Given records —
━━━━━━━━
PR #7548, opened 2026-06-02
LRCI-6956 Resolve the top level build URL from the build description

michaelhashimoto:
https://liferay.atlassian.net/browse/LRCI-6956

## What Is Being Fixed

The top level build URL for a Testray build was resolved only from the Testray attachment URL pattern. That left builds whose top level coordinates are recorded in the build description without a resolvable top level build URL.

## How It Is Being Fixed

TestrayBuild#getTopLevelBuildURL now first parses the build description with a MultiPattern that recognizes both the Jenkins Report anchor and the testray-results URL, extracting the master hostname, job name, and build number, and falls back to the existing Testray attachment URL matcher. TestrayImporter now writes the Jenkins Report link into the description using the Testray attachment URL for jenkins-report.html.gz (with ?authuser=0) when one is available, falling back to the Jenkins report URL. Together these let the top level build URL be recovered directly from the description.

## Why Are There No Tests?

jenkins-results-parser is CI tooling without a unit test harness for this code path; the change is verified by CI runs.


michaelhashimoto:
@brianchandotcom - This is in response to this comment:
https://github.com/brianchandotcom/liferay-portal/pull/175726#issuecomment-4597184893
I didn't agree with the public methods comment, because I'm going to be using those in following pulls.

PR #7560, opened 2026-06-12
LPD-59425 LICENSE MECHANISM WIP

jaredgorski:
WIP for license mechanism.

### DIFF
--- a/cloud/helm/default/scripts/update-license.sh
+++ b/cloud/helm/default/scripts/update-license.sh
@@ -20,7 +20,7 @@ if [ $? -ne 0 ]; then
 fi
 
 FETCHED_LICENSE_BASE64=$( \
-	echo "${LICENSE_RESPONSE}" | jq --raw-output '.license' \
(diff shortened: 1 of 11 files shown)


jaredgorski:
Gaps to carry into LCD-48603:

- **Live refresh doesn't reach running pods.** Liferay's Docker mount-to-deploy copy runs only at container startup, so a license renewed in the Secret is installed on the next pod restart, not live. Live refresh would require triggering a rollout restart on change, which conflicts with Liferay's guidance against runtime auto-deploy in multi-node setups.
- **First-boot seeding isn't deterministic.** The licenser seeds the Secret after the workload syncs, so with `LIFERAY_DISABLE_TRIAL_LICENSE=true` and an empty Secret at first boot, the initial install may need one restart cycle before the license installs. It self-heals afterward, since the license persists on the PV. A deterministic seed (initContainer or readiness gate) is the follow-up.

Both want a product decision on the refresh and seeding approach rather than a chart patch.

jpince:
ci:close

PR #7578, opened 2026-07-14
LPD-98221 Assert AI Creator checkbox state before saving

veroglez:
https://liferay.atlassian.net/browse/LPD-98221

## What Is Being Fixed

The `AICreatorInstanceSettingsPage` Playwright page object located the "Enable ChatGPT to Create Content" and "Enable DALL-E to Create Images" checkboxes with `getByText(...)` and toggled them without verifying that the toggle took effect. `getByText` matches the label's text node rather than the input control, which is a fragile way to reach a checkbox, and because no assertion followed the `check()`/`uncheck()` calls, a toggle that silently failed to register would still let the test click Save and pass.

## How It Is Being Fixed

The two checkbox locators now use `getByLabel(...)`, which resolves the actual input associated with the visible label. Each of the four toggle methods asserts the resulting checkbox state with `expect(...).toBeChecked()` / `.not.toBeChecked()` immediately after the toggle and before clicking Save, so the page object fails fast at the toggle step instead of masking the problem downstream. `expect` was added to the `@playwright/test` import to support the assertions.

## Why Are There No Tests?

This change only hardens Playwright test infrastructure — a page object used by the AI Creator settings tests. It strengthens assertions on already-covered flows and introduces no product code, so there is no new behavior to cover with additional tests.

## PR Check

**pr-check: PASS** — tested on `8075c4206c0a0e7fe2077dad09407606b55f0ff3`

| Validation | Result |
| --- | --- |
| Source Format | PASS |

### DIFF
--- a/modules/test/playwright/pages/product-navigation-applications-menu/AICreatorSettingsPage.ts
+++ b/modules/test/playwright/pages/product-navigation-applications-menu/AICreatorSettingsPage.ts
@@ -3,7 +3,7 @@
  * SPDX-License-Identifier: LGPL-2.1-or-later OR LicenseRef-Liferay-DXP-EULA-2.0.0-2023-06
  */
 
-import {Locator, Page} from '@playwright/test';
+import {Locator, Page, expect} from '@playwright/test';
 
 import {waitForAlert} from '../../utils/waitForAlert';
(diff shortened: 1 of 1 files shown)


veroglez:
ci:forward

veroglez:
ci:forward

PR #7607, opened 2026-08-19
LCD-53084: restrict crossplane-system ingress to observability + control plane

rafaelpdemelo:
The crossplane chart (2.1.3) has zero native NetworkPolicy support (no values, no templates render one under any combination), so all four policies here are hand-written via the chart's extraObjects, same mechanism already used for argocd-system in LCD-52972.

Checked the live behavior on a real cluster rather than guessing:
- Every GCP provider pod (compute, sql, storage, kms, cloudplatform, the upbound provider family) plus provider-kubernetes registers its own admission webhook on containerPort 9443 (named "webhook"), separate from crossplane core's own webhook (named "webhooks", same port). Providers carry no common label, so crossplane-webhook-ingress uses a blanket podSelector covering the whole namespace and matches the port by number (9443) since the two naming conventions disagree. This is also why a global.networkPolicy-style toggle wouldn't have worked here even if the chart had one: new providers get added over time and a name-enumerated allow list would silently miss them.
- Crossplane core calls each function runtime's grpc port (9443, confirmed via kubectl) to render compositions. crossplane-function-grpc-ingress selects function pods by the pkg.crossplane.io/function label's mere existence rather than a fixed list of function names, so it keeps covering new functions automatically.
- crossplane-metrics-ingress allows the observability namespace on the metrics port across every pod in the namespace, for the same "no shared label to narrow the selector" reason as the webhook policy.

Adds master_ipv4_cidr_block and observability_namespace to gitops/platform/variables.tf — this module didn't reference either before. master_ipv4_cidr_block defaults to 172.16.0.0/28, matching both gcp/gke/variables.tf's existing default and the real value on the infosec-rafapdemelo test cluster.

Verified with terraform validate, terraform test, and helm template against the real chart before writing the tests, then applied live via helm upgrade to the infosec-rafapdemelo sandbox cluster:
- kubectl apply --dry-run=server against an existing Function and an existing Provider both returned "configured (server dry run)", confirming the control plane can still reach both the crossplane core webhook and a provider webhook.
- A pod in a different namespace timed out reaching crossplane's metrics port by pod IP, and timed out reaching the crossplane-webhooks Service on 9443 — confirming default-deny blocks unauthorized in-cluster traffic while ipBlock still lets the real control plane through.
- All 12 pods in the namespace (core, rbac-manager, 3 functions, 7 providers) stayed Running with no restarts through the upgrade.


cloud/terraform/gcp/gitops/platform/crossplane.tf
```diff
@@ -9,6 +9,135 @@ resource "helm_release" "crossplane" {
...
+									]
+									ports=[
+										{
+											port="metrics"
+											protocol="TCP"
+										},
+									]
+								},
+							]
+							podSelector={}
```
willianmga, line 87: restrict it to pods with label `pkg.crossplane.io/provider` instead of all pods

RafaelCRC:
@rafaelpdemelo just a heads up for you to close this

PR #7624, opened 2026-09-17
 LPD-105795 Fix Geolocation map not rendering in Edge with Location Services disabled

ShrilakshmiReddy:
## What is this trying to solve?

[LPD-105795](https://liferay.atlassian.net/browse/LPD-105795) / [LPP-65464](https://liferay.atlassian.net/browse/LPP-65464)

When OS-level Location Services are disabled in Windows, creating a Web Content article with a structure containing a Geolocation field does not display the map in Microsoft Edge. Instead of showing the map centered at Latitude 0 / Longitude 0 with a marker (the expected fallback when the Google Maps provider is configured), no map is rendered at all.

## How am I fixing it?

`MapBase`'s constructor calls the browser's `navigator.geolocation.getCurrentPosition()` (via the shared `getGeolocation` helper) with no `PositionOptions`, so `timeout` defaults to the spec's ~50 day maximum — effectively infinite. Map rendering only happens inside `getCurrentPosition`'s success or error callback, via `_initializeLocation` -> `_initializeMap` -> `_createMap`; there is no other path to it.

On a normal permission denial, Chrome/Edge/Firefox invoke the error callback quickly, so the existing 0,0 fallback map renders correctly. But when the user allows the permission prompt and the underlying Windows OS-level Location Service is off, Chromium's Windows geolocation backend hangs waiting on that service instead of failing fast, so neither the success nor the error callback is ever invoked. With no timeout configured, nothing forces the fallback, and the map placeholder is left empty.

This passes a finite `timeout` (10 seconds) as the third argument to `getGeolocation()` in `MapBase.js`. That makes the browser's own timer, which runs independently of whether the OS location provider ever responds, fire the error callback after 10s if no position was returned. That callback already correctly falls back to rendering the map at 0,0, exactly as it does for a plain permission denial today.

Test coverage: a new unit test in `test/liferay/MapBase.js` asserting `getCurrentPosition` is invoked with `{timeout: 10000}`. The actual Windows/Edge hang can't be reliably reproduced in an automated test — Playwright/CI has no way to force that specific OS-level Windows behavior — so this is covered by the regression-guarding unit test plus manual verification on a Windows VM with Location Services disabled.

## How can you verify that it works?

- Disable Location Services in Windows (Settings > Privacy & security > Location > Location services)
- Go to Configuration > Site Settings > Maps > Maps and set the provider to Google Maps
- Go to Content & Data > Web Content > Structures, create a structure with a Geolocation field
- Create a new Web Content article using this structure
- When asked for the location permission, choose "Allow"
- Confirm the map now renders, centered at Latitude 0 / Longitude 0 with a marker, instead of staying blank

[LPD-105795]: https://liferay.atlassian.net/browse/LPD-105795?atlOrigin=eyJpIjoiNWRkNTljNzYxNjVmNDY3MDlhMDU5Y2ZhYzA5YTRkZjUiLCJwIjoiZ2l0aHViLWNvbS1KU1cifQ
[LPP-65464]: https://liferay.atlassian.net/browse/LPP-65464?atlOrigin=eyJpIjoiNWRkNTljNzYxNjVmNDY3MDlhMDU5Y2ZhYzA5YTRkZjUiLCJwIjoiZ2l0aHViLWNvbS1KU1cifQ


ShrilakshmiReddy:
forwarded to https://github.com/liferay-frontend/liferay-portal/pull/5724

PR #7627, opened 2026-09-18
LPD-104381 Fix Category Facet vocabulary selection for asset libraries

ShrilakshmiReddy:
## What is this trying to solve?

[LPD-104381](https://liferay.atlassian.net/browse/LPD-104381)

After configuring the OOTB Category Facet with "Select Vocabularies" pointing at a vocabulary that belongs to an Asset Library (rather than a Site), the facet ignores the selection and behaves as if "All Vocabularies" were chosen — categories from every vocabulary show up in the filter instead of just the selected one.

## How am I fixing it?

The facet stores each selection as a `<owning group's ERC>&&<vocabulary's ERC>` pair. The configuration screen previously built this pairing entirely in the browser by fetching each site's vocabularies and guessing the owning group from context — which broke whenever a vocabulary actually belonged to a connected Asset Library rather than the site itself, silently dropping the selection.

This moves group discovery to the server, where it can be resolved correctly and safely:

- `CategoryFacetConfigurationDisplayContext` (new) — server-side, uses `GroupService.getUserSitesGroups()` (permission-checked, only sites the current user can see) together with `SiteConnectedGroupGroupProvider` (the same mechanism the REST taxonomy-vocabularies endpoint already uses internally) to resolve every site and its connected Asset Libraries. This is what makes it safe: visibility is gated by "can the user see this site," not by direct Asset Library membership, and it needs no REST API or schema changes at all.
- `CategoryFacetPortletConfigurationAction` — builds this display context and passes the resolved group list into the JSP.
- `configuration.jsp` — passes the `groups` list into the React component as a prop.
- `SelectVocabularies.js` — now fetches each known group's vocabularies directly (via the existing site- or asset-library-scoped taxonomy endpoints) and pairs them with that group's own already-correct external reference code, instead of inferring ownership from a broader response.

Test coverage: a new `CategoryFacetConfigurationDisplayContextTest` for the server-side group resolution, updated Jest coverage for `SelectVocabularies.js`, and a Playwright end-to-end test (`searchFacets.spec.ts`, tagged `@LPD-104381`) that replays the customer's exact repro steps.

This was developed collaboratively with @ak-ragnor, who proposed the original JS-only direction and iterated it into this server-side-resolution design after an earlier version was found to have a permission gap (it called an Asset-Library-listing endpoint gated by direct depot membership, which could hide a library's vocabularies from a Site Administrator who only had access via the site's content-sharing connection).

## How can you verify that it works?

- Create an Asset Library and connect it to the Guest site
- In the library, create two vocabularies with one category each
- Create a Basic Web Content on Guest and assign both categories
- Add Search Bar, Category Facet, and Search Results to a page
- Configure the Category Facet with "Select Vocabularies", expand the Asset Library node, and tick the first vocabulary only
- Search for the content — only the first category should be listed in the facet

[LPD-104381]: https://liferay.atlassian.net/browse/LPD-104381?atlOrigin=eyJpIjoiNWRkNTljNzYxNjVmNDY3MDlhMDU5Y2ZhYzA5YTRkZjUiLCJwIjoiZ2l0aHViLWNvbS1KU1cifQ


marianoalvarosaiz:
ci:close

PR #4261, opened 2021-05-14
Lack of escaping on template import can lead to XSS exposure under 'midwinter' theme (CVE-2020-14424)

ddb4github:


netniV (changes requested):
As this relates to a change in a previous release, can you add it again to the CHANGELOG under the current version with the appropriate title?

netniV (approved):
━━━━━━━━
Work instruction — Filter the entries above down to the lines that contain "state".

Finished exercise —
LPD-98221 Assert AI Creator checkbox state before saving
The two checkbox locators now use `getByLabel(...)`, which resolves the actual input associated with the visible label. Each of the four toggle methods asserts the resulting checkbox state with `expect(...).toBeChecked()` / `.not.toBeChecked()` immediately after the toggle and before clicking Save, so the page object fails fast at the toggle step instead of masking the problem downstream. `expect` was added to the `@playwright/test` import to support the assertions.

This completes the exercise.